I am going to have to ask you what your algs are.


----------



## ottozing (Apr 8, 2012)

emolover said:


> I am going to have to ask you what your algs are.


 
z (D' R U' R2' D R' D' U R U' R2' D R' U R')

z (U R' D R2 U' R U D' R' D R2 U' R D' R')


----------



## JonnyWhoopes (Apr 8, 2012)

A1 confuses me every single time.


----------



## soldii3runit (Apr 8, 2012)

ottozing said:


> z (D' R U' R2' D R' D' U R U' R2' D R' U R')
> 
> z (U R' D R2 U' R U D' R' D R2 U' R D' R')


 
grr those hurt my head. I like mine


----------



## ottozing (Apr 8, 2012)

soldii3runit said:


> grr those hurt my head. I like mine


 
what algs are you using?


----------



## soldii3runit (Apr 8, 2012)

ottozing said:


> what algs are you using?


 
Nb {(R' U L') U2 (R U' L)} {(R' U L') U2 (R U' L)} U'

I follow the yellow pieces. its one short alg repeated.

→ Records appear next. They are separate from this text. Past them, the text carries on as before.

PR #910, opened 2019-03-11
[TESTING/WIP/RFC] Mac kext: Improve vnode_getparent reliability using path based approach

pmj:
The idea is to provide the final pieces of the #338 puzzle.

If `vnode_getparent()` fails, this means the corresponding vnode has dropped out of the system, presumably because it hasn't been used for a while, or because the file has actually been unlinked.

In the former case, we can work around the problem by attempting to obtain the path to the vnode, most likely by calling out to a provider which will call `fsgetpath()` using the fsid/inode pair.

**Sub-tasks:**

 - [x] Enable provider user clients to send arbitrary data along with responses to kernel messages.
 - [x] Implement the path-based vnode parent lookup logic.
 - [x] Implement callout to the provider to use `fsgetpath()` from user space when `vn_getpath()` fails in the kernel.
 - [ ] Unit tests covering the new functionality
 - [ ] Integration tests verifying that the new functionality works in the context of virtualisation root lookup.
 - [x] Fix root lookup for case where virtualisation root coincides with the filesystem root.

Na - R U R' U (R U R' F' R U R' U' R' F R2 U' R') U2 R U' R'

J perm with a couple extra beginning and F2L insert at the end


----------



## JasonK (Apr 8, 2012)

soldii3runit said:


> have u tried the mirror of the right R Perm? for the left R Perm


 
Yeah, I use that or R U' R' U' R U R D R' U' R D' R' U2 R' depending on AUF. I can do them both in 1.5x, which isn't too bad, I just hate performing them...


----------



## teller (Apr 8, 2012)

Ickathu said:


> That OLL.
> I always forget that alg. In fact, I think I might go learn a new alg now. I use the R U2 R2 U' R U' R' U2 F R F' atm, but it stinks.

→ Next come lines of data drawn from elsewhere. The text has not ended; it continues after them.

PR #917, opened 2019-03-12
PrjFs: use builtins for detecting overflow to protect memory allocations

jrbriggs:


ProjFS.Mac/PrjFSKext/KextLog.cpp
```diff
@@ -81,7 +81,9 @@ void KextLog_Printf(KextLog_Level loglevel, const char* fmt, ...)
     va_start(args, fmt);
     int messageLength = vsnprintf(message.logString, sizeof(message.logString), fmt, args);
     va_end (args);
-    int messageSize = sizeof(KextLog_MessageHeader) + messageLength + 1 /* null terminator */;
+    int messageSize;
+    if (__builtin_add_overflow(sizeof(KextLog_MessageHeader), messageLength, &messageSize)) return;
+    if (__builtin_add_overflow(messageLength, 1, &messageSize)) return;
```
jrbriggs: bad bug.

jrbriggs: Should be 
```suggestion
    if (__builtin_add_overflow(messageSize, 1, &messageSize)) return;
```

ProjFS.Mac/PrjFSKext/VirtualizationRoots.cpp
```diff
@@ -287,10 +287,10 @@ static VirtualizationRootHandle FindUnusedIndexOrGrow_Locked()
     if (RootHandle_None == rootIndex)
     {
         // No space, resize array
-        uint16_t newLength = MIN(s_maxVirtualizationRoots * 2u, INT16_MAX + 1u);
-        if (newLength <= s_maxVirtualizationRoots)
+        uint16_t newLength;
+        if (__builtin_mul_overflow(s_maxVirtualizationRoots, 2, &newLength))
```
jrbriggs: @pmj I think this is equivalent but please confirm your intent with the old code.

ProjFS.Mac/PrjFSKext/Memory.hpp
```diff
@@ -18,21 +18,25 @@ void Memory_Free(void* buffer, uint32_t size);
 template <typename T>
 T* Memory_AllocArray(uint32_t arrayLength)
```
jeschu1: Unit Test?

ProjFS.Mac/PrjFSKext/Memory.hpp
```diff
@@ -18,21 +18,25 @@ void Memory_Free(void* buffer, uint32_t size);
...
         return nullptr;
     }
-    
-    return static_cast<T*>(Memory_Alloc(static_cast<uint32_t>(allocBytes)));
+
+    return static_cast<T*>(Memory_Alloc(allocBytes));
 }
 
 template <typename T>
 void Memory_FreeArray(T* array, uint32_t arrayLength)
```
jeschu1: Unit Test?

ProjFS.Mac/PrjFSKext/Memory.hpp
```diff
@@ -18,21 +18,25 @@ void Memory_Free(void* buffer, uint32_t size);
...
 {
-    size_t arrayBytes = arrayLength * sizeof(T);
-    assert(arrayBytes <= UINT32_MAX);
-    Memory_Free(array, static_cast<uint32_t>(arrayBytes));
+    uint32_t arrayBytes;
+    if (__builtin_umul_overflow(arrayLength, sizeof(T), &arrayBytes))
+    {
+        assert(!"Overflow detected");
```
pmj: `panic()` or `assertf()` might be more appropriate for explicitly crashing with a message. `assertf()` in particular would allow us to put the values for `arrayLength` and `sizeof(T)` in the panic message, so we have a chance of working out where the bug is coming from.

ProjFS.Mac/PrjFSKext/VirtualizationRoots.cpp
pmj: Not quite, the handles are signed integers hence the limit of `INT16_MAX + 1u` (= 32768), whereas the max value of `newLength` is `UINT16_MAX` (= 65535).

ProjFS.Mac/PrjFSKext/Memory.hpp
jrbriggs: Done, though this required changing the signature. The other alternative would be to provide a mocked implementation of `assert()`. @pmj @jeschu1 any preferences?

ProjFS.Mac/PrjFSKext/VirtualizationRoots.cpp
```diff
@@ -287,10 +287,10 @@ static VirtualizationRootHandle FindUnusedIndexOrGrow_Locked()
...
         {
-            assert(newLength > 0);
```
pmj: This check had nothing to do with overflow, but catching the situation where `s_maxVirtualizationRoots` was not initialised. Happened to me in unit tests, which caused things to screw up. Please don't remove the assert.

ProjFS.Mac/PrjFSKext/VirtualizationRoots.cpp
```diff
@@ -287,10 +287,10 @@ static VirtualizationRootHandle FindUnusedIndexOrGrow_Locked()
     if (RootHandle_None == rootIndex)
     {
         // No space, resize array
-        uint16_t newLength = MIN(s_maxVirtualizationRoots * 2u, INT16_MAX + 1u);
-        if (newLength <= s_maxVirtualizationRoots)
```
pmj: This is checking if the `newLength` is actually the same as the existing length, in which case there is no need to reallocate memory. Nothing to do with overflow.

ProjFS.Mac/PrjFSKext/KextLog.cpp
```diff
@@ -81,7 +81,9 @@ void KextLog_Printf(KextLog_Level loglevel, const char* fmt, ...)
     va_start(args, fmt);
     int messageLength = vsnprintf(message.logString, sizeof(message.logString), fmt, args);
     va_end (args);
-    int messageSize = sizeof(KextLog_MessageHeader) + messageLength + 1 /* null terminator */;
+    int messageSize;
+    if (__builtin_add_overflow(sizeof(KextLog_MessageHeader), messageLength, &messageSize)) return;
+    if (__builtin_add_overflow(messageSize, 1, &messageSize)) return;
```
wilbaker: Style nit:

Please break each of these `return` statements onto their own lines.

ProjFS.Mac/PrjFSKext/KextLog.cpp
```diff
@@ -81,7 +81,9 @@ void KextLog_Printf(KextLog_Level loglevel, const char* fmt, ...)
     va_start(args, fmt);
     int messageLength = vsnprintf(message.logString, sizeof(message.logString), fmt, args);
     va_end (args);
-    int messageSize = sizeof(KextLog_MessageHeader) + messageLength + 1 /* null terminator */;
+    int messageSize;
```
pmj: This should probably be a `uint32_t`.

ProjFS.Mac/PrjFSKext/Memory.hpp
```diff
@@ -18,21 +18,27 @@ void Memory_Free(void* buffer, uint32_t size);
...
     }
-    
-    return static_cast<T*>(Memory_Alloc(static_cast<uint32_t>(allocBytes)));
+
+    return static_cast<T*>(Memory_Alloc(allocBytes));
 }
 
 template <typename T>
-void Memory_FreeArray(T* array, uint32_t arrayLength)
+bool Memory_FreeArray(T* array, uint32_t arrayLength)
```
wilbaker: Can we leave this as return type `void`?

`Memory_FreeArray` should only be called for memory that was allocated with `Memory_AllocArray`, and `Memory_AllocArray` already validated that there was no overflow when allocating.

What about something like:

```
void Memory_FreeArray(T* array, uint32_t arrayLength)
{
    uint32_t arrayBytes;
    if (__builtin_umul_overflow(arrayLength, sizeof(T), &arrayBytes)) 
    {
        // Overflow should never occur as Memory_AllocArray should have prevented it
        assert(false);
    }
    else
    {
        Memory_Free(array, arrayBytes);
    }
}
```

ProjFS.Mac/PrjFSKextTests/MemoryTests.mm
```diff
@@ -0,0 +1,34 @@
+//
+//  MemoryTests.m
+//  PrjFSKextTests
+//
+//  Created by John Briggs on 3/12/19.
+//  Copyright © 2019 Microsoft Corporation. All rights reserved.
```
wilbaker: This automatic copyright should be removed (perhaps replaced with boilerplate MIT license comment?)

ProjFS.Mac/PrjFSKext/VirtualizationRoots.cpp
jrbriggs: Walk me through how that would happen? I must be missing something.

jrbriggs: Oh, wait, I see. We're mixing signed and unsigned types. That begs the question -- why are we mixing signed and unsigned types?

ProjFS.Mac/PrjFSKext/Memory.hpp
jrbriggs: I like this idea, let me revise the PR.

ProjFS.Mac/PrjFSKext/VirtualizationRoots.cpp
pmj: The negative values for root handles are the various special `RootHandle_None`, `RootHandle_Indeterminate`, etc. values. We could move those to the top end of the `uint16_t` range instead, but I suspect that would make things worse, not better. So I guess the solution would be to limit `s_maxVirtualizationRoots` to `INT16_MAX` instead of `INT16_MAX + 1` and use signed types throughout.

ProjFS.Mac/PrjFSKext/Memory.hpp
pmj: Yes, I agree, let's not change the return type. The in-kext asserts are currently badly integrated with the unit tests, but this is something I'd like to fix.

The size calculations in `Memory_AllocArray` and `Memory_FreeArray` are identical, so perhaps we can pull those out into a helper function and unit test that. You could also leave a TODO comment for testing `Memory_FreeArray` once we can handle in-kext asserts in unit tests.

ProjFS.Mac/PrjFSKext/VirtualizationRoots.cpp
pmj: Bonus points: as it's evidently not obvious why the `assert` is there, perhaps turn it into an `assertf` with a suitable message.

ProjFS.Mac/PrjFSKext/Memory.hpp
jrbriggs: That's a good point. I've incorporated that feedback.

ProjFS.Mac/PrjFSKextTests/MemoryTests.mm
jrbriggs: Removed. I'll make a pass through at a later date to get correct headers on each file.

ProjFS.Mac/PrjFSKext/KextLog.cpp
jrbriggs: Restructured into one if statement.

ProjFS.Mac/PrjFSKext/VirtualizationRoots.cpp
jrbriggs: I convinced myself the math would never overflow, removed the overflow checking, and made the assert more descriptive.

ProjFS.Mac/PrjFSKext/VirtualizationRoots.cpp
```diff
@@ -279,10 +279,16 @@ static VirtualizationRootHandle FindUnusedIndexOrGrow_Locked()
...
         {
-            assert(newLength > 0);
+            assertf(newLength > 0, "s_maxVirtualizationRoot was likely not initialized");
             return RootHandle_None;
         }
-        
+
+        if (newLength <= s_maxVirtualizationRoots)
+        {
+            // Already at max size, nothing to do.
```
jrbriggs: This block is duplicated, need to remove.

ProjFS.Mac/PrjFS.xcodeproj/project.pbxproj
```diff
@@ -1187,8 +1191,8 @@
 		F5E39C7C21F1118D006D65C2 /* Debug */ = {
 			isa = XCBuildConfiguration;
 			buildSettings = {
-				CODE_SIGN_STYLE = Automatic;
 				CLANG_ENABLE_CODE_COVERAGE = YES;
+				CODE_SIGN_STYLE = Automatic;
```
jeschu1: Nit: Not ideal that CODE_SIGN_STYLE moved.  Perhaps we always get small changes like this and I never noticed.  @wilbaker?

ProjFS.Mac/PrjFSKext/KextLog.cpp
```diff
@@ -81,7 +81,13 @@ void KextLog_Printf(KextLog_Level loglevel, const char* fmt, ...)
     va_start(args, fmt);
     int messageLength = vsnprintf(message.logString, sizeof(message.logString), fmt, args);
     va_end (args);
-    int messageSize = sizeof(KextLog_MessageHeader) + messageLength + 1 /* null terminator */;
+    uint32_t messageSize;
+    if (__builtin_uadd_overflow(sizeof(KextLog_MessageHeader), messageLength, &messageSize) ||
+        __builtin_uadd_overflow(messageSize, 1, &messageSize))
```
jeschu1: Here we'd skip logging a message to Kext.  Is it worth trying to truncate and write something or an error?

ProjFS.Mac/PrjFS.xcodeproj/project.pbxproj
wilbaker: I thought that maybe Xcode decided to reorder these when the source files were reordered?

jeschu1: Maybe? It's equivalent just noise.
Not sure if it's the move or Xcode version / machine dependent
Not worth blocking over.  I don't recall seeing a change like this previously.

wilbaker: It looks like Xcode wants these values to be alphabetized.

When @jrbriggs added `CLANG_STATIC_ANALYZER_MODE` in new spots here:

https://github.com/Microsoft/VFSForGit/commit/c21ad3e5f8fc414104e654970a0704b08d3e51ab#diff-e0c3dea4367db12e2eec645c616be25b

They were ordered alphabetically:

```
CLANG_STATIC_ANALYZER_MODE = deep; 
CODE_SIGN_STYLE = Automatic;
```

And this change is to make the other CLANG_STATIC_ANALYZER_MODE, CODE_SIGN_STYLE entries alphabetical as well.

(It looks like the re-ordered entries were first added here https://github.com/Microsoft/VFSForGit/commit/4342ef86f3fa46cc3197b0a9086cc6f613dfa8c7 and they were not in alphabetical order, I'm not sure if those were added by hand).

I was discussing this with @nickgra offline and he recommended that we not fight Xcode and allow it to re-order things when it wants to.

jeschu1: Thanks for verifying @wilbaker that makes sense to me!

jrbriggs: Sorry, I couldn't stand not having the items in xcode alphabetized :)

ProjFS.Mac/PrjFSKext/KextLog.cpp
jeschu1: Talked to @jrbriggs offline and that would be a change for a separate PR.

Lefty R-Perm still torments me...I do the RUD one but it's not good for me. And I have a "wacky" one I do, but it's not fast enough. Sigh...


----------



## JasonK (Apr 8, 2012)

teller said:


> And I have a "wacky" one I do, but it's not fast enough. Sigh...


What's the alg?


----------



## Sa967St (Apr 8, 2012)

E, Na, Nb, Gc.


----------



## teller (Apr 8, 2012)

WTF2L? said:


> What's the alg?


 
*R U2 R2' U R' (U' D) R' U' R D' R' (U2 R' U R')*


----------



## ottozing (Apr 8, 2012)

soldii3runit said:


> Nb {(R' U L') U2 (R U' L)} {(R' U L') U2 (R U' L)} U'
> 
> I follow the yellow pieces. its one short alg repeated.
> 
> ...


 
your nb is the exact same as mine except i start with a z rotation. as for the second alg, its only good if you have extremely high tps on the j perm part (which i dont )



teller said:


> R U2 R2' U R' (U' D) R' U' R D' R' (U2 R' U R')



you have some seriously cool pll algs. you should make a pll video some time soon


----------



## Robert-Y (Apr 8, 2012)

ottozing said:


> z (D' R U' R2' D R' D' U R U' R2' D R' U R')
> 
> z (U R' D R2 U' R U D' R' D R2 U' R D' R')



The reason I dislike these algs is because I find the z + regrip too time consuming. I prefer the standard <LUR> or <LUF> algs.


----------



## ottozing (Apr 8, 2012)

Robert-Y said:


> The reason I dislike these algs is because I find the z + regrip too time consuming. I prefer the standard <LUR> or <LUF> algs.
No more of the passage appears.